*What to do*: Could you filter the material and copy every line where the word "resetCustomPokemonData" occurs?

*Listed entries*:

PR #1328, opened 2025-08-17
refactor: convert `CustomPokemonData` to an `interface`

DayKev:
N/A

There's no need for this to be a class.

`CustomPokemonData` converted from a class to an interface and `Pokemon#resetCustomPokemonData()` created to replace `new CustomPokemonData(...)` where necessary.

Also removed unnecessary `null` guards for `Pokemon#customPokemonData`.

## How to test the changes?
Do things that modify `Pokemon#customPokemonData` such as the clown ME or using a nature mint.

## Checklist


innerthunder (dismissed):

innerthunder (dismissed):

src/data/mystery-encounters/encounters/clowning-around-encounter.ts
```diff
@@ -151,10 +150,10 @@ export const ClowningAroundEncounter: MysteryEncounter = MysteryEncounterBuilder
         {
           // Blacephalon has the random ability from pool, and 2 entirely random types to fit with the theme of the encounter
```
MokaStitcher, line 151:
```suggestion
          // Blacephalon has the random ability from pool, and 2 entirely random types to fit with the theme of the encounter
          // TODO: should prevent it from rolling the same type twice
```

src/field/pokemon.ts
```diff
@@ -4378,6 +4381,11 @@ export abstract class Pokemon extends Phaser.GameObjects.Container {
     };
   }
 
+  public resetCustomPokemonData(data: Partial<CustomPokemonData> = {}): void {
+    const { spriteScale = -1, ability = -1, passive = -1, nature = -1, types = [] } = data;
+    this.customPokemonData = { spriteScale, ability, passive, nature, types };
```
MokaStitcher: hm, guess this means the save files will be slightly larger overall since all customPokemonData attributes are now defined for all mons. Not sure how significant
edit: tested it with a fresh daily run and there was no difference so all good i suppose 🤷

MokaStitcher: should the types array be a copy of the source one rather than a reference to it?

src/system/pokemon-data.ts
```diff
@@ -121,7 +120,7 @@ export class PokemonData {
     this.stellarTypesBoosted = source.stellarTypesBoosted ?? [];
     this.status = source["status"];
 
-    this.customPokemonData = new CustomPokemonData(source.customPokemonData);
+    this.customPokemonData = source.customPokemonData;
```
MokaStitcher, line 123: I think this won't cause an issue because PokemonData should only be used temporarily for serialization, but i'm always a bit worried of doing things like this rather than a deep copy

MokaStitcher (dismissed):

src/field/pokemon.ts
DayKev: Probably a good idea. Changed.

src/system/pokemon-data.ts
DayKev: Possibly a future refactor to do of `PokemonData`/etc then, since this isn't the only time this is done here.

*Final answer*:
`CustomPokemonData` converted from a class to an interface and `Pokemon#resetCustomPokemonData()` created to replace `new CustomPokemonData(...)` where necessary.
+  public resetCustomPokemonData(data: Partial<CustomPokemonData> = {}): void {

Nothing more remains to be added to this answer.